**PROBLEM TO WORK ON:** Collect every line in the records below that contains the word "pull".

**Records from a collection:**

PR #1022, opened 2026-07-01
Hotfix/fix missing dest updates

alex-silverman:
fix bug flagged by shinytest where ReferenceNo is not the same type as the hardcoded fixes, causing the `fcase` in `fix_missing_destination` to crash the app.


mlfurman3 (approved):
Works well, thanks

Issue #1031, opened 2026-07-14
"Bed Night Entered on Exit" error appears for enrollments with no bed nights


derekferreeica-collab:
**Description**

We've noticed an issue with the "Bed Night Entered on Exit" error in the EVA HUD Tool.

The error is being generated for client enrollments that have no bed nights recorded at all. This is confusing for users because they are instructed to look for a bed night on the exit date to resolve the error, but no bed nights exist anywhere in the enrollment.

In these cases, the enrollment is also frequently flagged with the "No Bed Night on Entry Date" error, which is expected since no bed nights have been recorded.

While correcting the missing entry bed night will typically resolve both errors, the "Bed Night Entered on Exit" error is still misleading in these scenarios because its wording and guidance imply that a bed night exists on the exit date when, in reality, none exist.

**Expected behavior**:

The "Bed Night Entered on Exit" error should only appear when there is actually a bed night recorded on the exit date that violates the validation logic.
If the enrollment has no bed nights at all, the "No Bed Night on Entry Date" error appears to be the appropriate validation, and the exit-related error should not be displayed.

Could you take a look into this behavior?

alex-silverman:
Hi @derekferreeica-collab - this would definitely be surprising if there are indeed no bed nights for these particular enrollments. Would you be able to confirm that **in the Services.csv file of your HMIS upload there truly are no records (with non-null DateProvided) for these enrollment IDs**? I'm struggling to think of a way that Eva would flag this "Bed night entered on Project Exit Date" error if there were no such records

derekferreeica-collab:
Hello @alex-silverman , 

Apologies for the late reply. I signed up for Github using my Gmail, which isn’t actually my primary work email. 

I just did a spot check of about 10 different records with that error cross referencing against the services file and can confirm that the clients in question are not present at all. There are 29000 service records in the file, just not for the clients with _Bed night entered on Project Exit Date_ errors. 

Is there anything else you’d like me to check out? I’d also be happy to send some files or do a quick call if that’s helpful. Our system uses Clarity by the way. 

Thanks, 
Derek

alex-silverman:
Thanks, @derekferreeica-collab . I have found the issue and am working on a fix!

vlopez0603:
Hi @derekferreeica-collab - A fix for this issue has been implemented in Eva. Whenever you have a chance, please let us know if you continue to see ES - NbN enrollments with no bed nights erroneously flagged with the "Bed Night Entered on Exit" check.

[...]

PR #1036, opened 2026-07-23
Hotfix/services checks

alex-silverman:
Fixes https://github.com/abtassociates/eva/issues/1031 by removing enrollments with no Bed Nights/Service records


vlopez0603 (approved):
Change to check looks good. A spot check of dq_main.csv seems to show that ES - NbN clients with no bed nights are dropped from this check--which is what we want.

PR #1037, opened 2026-07-27
Household Type as selector, not Filter in Exits by Subpopulation

alex-silverman:
, visually group Household Type with the other chart selectors (since it already behaves as one, rather than a filter)


mlfurman3 (changes requested):
Need to hook up new `syse_subpop_hh_type` to server-side logic in `system_exits_server.R` and `syse_subpop_server.R`. Atm the app only uses the old one and does not respond to changes in the new one.

alex-silverman:
> Need to hook up new `syse_subpop_hh_type` to server-side logic in `system_exits_server.R` and `syse_subpop_server.R`. Atm the app only uses the old one and does not respond to changes in the new one.

Duh. Oops. Just pushed a change.

mlfurman3:
I think there are still some inputID references that are off/mislabeled. In DEMO mode on main/the live site, if you change the HH type filter to "Adult Only", you see this split 

image

But for this PR branch, it shows the "No data to show" message.

system_exits_server.R
```diff
@@ -185,34 +185,42 @@ all_filtered_syse_demog <- reactive({
...
     get_system_exits(
-      enrl_data, # Pass cached reactive data frame directly
+      enrl_filtered,
       session$userData$client_categories, 
       ctype = 'exits_types',
       reportStart = session$userData$ReportStart,
       reportEnd = session$userData$ReportEnd,
       append_client_info = TRUE,
       client_categories = session$userData$client_categories
-    ) %>%
```
mlfurman3, line 198: Did we lose this join during the functionalizing? I am getting an error that HouseholdType column is not available

Image

alex-silverman: I've pushed a fix. I think this is a result of the HouseholdType not being "a filter" and therefore, yes, not being applied earlier.

mlfurman3 (approved):
Looks good to go now, thanks!

PR #1038, opened 2026-07-28
Reducing repetitive code by making more functions.

alex-silverman:


mlfurman3 (commented):
These look good and provide a much needed conciseness to the repeated steps. 

Only comment is that bc you were right that Project Exit dates were backwards, we don't need to include the step multiplying that by -1

mlfurman3:
Victoria also pointed out a bug when changing the Project Dashboard dateRangeInput that causes an error.

image

Let's add a validation check for the date range

image

alex-silverman:
> Victoria also pointed out a bug when changing the Project Dashboard dateRangeInput that causes an error.
> 
> image
> Let's add a validation check for the date range
> 
> image

I pushed fixes for these

mlfurman3 (approved):
Both fixes working as expected, thanks! Good to merge in.

PR #1049, opened 2026-08-05
fix formatting of old changelog entriesm, linking to resolved issues

alex-silverman:
also add new changelog entries for upcoming push


vlopez0603 (approved):
looks good

PR #1052, opened 2026-08-12
1032 bug system inflowoutflow data download

sarasoko:
New pull request replacing https://github.com/abtassociates/eva/pull/1034 

Isolate changes for system inflowoutflow data download bug


alex-silverman (commented):
@sarasoko In general, this works. Next step is to put this branch on a staging app and ask the user from https://github.com/abtassociates/eva/issues/1032 to try and upload there and see if we can tell what's going on. The expectation is that our code isn't handling their data correctly. But let's try to figure out where. This will be a good opportunity to get you more familiar with the server and deploying staging apps.

A couple other comments: 
- In general, we should try to reduce the number of differences viz. the PR unless there's a good reason for them. It makes reviews a little harder because it can be unclear what has changed and why. For example, the code initializing `session$userData$Project0` has been rearranged, and it's not immediately clear what has changed and why.
- We should try to keep a consistent style in terms of where we add line breaks. Of course it's not realistic to be perfectly consistent, but it's a good goal to have.

PR #7588, opened 2024-08-15
feat(html): support js template and loader template

LingyuCoder:
## Checklist


zackarychapple:
Very nice site update! Great work

LingyuCoder:
The javascript function template has been support in https://github.com/web-infra-dev/rspack/pull/7704. Template with loaders need to be compiled by child compiler which may lead huge performance regression. We will try to find a better way to handle it, but before that you can juest use HtmlWebpackPlugin directly.

PR #7599, opened 2024-08-16
feat(rspack_plugin_swc_js_minimizer): add minify option

fi3ework:
## Summary

Add a new JS minimize option to support alter `minify` config in swc codegen, previously it was hard coded as `true`.

The usage is to enable some compress features, but without minify the whitespace in Rslib for now.

## Checklist


JSerFeng:
LGTM, @ahabhgk

crates/rspack_plugin_swc_js_minimizer/src/lib.rs
```diff
@@ -36,6 +36,7 @@ static JAVASCRIPT_ASSET_REGEXP: LazyLock<Regex> =
 
 #[derive(Debug, Hash)]
 pub struct PluginOptions {
+  pub minify: Option<bool>,
```
ahabhgk, line 39: Let's put this into minimizerOptions, since this is an option pass to swc minifier instead of consuming by the plugin

ahabhgk (dismissed):

ahabhgk (approved):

**SOLUTION:**
New pull request replacing https://github.com/abtassociates/eva/pull/1034 
The javascript function template has been support in https://github.com/web-infra-dev/rspack/pull/7704. Template with loaders need to be compiled by child compiler which may lead huge performance regression. We will try to find a better way to handle it, but before that you can juest use HtmlWebpackPlugin directly.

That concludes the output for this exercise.